Problem to work on:
The records follow. Print, word for word, the first line through the "### xDS Resource Types and Route Matching" line.

[Start of section]

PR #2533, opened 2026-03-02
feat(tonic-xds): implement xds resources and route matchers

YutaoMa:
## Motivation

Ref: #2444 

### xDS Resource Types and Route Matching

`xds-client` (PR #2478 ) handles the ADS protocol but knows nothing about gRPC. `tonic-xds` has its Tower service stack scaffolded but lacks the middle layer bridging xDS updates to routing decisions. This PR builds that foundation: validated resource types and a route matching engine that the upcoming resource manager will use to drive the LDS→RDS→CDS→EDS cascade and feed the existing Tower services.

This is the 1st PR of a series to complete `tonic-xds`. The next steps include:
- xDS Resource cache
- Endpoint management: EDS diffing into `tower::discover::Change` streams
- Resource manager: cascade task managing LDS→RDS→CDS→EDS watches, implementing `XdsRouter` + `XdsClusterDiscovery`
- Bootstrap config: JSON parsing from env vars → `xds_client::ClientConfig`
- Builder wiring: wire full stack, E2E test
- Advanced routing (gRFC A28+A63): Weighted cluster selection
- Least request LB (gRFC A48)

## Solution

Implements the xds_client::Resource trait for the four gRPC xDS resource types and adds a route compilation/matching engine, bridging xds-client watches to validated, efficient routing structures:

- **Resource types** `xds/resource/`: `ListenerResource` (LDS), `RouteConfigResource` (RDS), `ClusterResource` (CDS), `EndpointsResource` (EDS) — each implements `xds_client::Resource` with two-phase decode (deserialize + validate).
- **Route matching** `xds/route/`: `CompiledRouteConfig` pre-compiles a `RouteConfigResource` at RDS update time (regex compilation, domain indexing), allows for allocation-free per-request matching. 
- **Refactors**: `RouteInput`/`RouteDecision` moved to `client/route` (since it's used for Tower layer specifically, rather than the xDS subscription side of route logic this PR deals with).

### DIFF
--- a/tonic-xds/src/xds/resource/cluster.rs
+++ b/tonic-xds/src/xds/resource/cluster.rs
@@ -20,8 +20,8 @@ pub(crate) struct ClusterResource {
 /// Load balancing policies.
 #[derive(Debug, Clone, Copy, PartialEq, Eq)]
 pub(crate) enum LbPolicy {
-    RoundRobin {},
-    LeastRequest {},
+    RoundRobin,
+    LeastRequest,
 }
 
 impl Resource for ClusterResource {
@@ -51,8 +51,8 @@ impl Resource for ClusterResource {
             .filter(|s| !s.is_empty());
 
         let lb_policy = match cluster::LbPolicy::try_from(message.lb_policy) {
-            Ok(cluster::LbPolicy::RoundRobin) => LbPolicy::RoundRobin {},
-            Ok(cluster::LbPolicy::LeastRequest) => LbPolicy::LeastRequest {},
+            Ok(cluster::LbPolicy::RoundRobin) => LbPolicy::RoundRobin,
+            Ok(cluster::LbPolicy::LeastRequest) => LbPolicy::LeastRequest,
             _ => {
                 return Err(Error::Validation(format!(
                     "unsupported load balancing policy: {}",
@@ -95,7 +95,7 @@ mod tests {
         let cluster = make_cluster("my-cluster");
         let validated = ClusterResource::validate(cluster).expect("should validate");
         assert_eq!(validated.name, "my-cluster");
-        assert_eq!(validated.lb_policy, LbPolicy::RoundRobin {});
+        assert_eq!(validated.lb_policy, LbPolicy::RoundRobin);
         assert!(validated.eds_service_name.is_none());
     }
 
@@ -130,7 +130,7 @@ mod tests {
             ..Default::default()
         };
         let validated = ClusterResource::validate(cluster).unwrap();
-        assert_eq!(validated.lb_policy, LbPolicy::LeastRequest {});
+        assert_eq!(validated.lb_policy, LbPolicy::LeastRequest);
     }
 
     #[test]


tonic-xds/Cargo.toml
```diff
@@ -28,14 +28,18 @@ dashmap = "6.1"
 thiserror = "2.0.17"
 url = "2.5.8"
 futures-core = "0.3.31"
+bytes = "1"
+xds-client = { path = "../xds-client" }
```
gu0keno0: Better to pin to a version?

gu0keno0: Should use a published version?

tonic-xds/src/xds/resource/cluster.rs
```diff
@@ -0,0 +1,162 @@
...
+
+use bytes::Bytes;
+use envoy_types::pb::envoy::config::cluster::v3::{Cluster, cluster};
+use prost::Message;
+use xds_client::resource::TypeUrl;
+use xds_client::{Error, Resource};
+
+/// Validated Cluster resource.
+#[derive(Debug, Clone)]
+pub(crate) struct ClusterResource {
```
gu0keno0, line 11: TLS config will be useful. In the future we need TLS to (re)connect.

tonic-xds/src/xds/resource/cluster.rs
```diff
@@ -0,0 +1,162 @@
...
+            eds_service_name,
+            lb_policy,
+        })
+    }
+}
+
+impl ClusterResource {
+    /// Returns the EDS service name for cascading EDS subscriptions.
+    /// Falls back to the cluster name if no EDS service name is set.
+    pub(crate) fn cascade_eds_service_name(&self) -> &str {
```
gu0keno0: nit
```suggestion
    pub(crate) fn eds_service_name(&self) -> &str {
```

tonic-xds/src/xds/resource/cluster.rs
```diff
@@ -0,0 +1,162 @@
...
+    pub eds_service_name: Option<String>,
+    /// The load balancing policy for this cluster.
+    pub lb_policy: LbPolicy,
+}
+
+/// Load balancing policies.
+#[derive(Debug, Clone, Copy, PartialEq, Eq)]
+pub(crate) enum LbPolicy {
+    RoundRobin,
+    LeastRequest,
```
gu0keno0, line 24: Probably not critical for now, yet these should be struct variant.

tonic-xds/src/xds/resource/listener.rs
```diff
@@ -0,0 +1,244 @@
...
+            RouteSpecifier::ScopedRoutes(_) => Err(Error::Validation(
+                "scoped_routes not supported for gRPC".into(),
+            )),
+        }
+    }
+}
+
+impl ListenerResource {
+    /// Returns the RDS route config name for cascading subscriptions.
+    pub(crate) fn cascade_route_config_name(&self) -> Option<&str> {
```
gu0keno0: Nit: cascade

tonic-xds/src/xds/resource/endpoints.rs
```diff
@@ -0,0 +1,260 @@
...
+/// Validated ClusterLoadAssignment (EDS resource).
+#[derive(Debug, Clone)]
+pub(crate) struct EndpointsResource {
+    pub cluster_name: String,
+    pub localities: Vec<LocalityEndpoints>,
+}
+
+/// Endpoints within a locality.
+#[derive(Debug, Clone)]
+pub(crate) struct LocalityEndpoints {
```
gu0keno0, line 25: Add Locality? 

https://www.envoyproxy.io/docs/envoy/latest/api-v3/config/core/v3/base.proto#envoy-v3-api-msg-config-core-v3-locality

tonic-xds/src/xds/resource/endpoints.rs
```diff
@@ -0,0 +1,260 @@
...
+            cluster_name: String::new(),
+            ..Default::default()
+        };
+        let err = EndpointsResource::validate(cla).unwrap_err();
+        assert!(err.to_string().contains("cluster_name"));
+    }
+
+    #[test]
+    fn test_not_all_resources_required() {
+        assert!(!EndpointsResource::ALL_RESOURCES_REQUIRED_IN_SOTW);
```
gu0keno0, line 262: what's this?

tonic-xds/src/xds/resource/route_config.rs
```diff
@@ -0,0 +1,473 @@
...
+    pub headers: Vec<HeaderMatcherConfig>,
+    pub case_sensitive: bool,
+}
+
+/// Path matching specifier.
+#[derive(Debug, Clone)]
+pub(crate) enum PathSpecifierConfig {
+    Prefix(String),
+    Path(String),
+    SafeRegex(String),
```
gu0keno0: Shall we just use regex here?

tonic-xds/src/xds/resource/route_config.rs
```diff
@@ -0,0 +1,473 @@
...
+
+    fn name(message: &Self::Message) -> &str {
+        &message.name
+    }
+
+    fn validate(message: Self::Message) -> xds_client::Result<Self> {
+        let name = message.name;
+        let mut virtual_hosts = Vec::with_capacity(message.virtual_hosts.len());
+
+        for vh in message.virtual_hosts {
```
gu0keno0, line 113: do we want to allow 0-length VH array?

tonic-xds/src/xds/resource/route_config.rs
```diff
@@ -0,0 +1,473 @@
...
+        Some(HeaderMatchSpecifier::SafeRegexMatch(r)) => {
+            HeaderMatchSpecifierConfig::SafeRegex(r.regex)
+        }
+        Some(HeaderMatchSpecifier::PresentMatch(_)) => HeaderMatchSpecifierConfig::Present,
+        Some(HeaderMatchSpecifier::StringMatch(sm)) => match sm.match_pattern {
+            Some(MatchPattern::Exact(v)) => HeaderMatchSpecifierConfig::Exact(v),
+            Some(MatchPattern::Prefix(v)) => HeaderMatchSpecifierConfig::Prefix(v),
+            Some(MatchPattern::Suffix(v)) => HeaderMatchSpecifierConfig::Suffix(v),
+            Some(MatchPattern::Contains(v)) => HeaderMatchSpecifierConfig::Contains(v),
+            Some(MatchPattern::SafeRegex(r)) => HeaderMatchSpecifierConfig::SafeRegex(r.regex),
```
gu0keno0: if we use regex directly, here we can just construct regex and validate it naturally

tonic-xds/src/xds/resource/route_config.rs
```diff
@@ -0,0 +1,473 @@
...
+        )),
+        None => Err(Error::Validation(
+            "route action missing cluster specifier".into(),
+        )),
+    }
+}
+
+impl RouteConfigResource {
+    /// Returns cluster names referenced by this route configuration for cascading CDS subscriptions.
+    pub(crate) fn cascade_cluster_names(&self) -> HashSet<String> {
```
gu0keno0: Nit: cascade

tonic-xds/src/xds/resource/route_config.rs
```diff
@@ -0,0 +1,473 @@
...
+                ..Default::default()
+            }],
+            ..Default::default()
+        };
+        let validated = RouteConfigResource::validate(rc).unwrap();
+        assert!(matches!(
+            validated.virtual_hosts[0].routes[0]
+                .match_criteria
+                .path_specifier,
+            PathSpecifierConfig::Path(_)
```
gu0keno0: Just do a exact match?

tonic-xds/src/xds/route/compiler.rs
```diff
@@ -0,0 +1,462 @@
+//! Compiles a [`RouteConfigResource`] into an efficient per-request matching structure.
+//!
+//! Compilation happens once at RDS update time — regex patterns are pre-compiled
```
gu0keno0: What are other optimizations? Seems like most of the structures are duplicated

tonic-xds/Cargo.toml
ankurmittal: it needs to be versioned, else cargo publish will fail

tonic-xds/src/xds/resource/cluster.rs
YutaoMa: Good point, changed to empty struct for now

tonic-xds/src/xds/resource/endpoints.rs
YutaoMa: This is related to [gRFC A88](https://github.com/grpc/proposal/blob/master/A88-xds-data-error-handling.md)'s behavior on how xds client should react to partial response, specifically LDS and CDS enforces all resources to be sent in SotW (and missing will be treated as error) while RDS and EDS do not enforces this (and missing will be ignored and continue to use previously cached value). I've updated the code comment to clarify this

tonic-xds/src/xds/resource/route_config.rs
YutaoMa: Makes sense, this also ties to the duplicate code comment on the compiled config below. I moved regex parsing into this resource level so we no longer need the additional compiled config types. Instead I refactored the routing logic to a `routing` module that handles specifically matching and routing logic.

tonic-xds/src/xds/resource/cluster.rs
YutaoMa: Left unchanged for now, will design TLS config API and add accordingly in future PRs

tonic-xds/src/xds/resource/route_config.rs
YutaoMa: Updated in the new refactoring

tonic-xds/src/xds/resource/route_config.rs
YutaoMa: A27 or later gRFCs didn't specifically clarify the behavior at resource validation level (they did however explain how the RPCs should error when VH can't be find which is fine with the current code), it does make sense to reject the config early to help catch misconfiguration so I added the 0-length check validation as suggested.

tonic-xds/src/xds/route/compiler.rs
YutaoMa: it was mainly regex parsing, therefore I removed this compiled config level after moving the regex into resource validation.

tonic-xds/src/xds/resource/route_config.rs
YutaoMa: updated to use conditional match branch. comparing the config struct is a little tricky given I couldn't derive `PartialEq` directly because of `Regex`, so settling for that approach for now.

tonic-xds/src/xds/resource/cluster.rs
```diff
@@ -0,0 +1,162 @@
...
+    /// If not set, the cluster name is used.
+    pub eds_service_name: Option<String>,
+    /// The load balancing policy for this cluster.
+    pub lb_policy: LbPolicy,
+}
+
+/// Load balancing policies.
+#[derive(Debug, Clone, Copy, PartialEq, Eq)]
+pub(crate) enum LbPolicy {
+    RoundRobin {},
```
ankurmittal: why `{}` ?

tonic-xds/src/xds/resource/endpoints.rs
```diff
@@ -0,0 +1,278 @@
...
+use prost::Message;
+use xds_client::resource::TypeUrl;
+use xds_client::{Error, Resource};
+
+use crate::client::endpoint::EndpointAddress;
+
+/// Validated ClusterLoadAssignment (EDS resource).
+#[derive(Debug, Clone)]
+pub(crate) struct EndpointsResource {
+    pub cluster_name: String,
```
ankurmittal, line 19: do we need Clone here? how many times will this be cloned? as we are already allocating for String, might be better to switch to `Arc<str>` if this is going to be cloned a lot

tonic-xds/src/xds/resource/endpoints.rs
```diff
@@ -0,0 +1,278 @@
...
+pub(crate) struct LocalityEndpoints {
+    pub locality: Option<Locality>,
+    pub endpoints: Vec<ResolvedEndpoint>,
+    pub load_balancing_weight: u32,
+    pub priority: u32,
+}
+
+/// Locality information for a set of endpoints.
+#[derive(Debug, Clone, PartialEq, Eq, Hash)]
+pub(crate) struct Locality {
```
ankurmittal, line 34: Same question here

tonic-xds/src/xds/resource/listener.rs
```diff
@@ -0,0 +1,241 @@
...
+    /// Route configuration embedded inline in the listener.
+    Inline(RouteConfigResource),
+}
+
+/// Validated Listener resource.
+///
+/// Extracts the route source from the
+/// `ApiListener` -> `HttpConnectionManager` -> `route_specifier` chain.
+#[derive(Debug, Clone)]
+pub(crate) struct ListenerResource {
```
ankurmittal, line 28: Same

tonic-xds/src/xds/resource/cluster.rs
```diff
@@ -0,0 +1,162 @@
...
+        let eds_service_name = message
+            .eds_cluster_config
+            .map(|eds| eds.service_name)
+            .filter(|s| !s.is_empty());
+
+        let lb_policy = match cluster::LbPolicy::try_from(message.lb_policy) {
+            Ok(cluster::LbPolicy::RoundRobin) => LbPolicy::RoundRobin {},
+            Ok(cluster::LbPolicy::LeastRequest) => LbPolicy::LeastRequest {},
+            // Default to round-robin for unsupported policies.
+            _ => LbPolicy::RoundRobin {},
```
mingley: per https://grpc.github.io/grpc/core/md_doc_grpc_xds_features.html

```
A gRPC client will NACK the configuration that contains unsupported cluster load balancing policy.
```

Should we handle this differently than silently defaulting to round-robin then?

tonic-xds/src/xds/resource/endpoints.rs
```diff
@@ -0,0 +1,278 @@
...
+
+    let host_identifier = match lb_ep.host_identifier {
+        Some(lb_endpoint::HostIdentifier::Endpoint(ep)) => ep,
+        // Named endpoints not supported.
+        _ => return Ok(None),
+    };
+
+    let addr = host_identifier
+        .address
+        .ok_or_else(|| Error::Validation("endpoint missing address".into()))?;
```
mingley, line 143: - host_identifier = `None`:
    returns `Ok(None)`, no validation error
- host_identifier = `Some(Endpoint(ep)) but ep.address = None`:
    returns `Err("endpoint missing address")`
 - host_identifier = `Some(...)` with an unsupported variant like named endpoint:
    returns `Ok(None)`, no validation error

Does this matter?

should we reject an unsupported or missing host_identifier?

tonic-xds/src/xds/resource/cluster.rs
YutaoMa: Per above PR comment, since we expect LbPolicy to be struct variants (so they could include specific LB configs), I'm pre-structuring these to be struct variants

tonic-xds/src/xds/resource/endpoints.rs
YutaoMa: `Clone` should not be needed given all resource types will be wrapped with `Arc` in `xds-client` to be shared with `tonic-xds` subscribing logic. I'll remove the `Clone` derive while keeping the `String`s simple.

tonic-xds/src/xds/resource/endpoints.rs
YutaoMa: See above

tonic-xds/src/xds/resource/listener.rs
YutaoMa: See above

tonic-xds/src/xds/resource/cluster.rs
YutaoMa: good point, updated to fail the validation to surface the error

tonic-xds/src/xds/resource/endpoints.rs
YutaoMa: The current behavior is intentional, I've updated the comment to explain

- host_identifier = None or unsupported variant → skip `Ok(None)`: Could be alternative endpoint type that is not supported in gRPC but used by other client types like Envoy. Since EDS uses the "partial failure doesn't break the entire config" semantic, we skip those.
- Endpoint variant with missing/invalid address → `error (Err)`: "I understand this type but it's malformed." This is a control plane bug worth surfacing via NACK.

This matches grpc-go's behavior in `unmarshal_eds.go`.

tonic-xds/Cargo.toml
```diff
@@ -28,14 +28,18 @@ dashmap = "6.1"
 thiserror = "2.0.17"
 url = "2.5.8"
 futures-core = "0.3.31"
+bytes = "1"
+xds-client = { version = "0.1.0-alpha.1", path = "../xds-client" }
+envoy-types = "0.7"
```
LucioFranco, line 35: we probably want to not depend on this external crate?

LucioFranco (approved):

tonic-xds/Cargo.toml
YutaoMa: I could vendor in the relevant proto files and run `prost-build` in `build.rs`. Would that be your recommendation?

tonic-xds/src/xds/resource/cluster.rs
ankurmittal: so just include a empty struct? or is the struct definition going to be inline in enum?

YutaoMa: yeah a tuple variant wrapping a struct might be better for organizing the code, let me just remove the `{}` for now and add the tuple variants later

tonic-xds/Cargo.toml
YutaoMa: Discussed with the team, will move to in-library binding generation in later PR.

[End of section]

Task result:
PR #2533, opened 2026-03-02
feat(tonic-xds): implement xds resources and route matchers

YutaoMa:
## Motivation

Ref: #2444 

### xDS Resource Types and Route Matching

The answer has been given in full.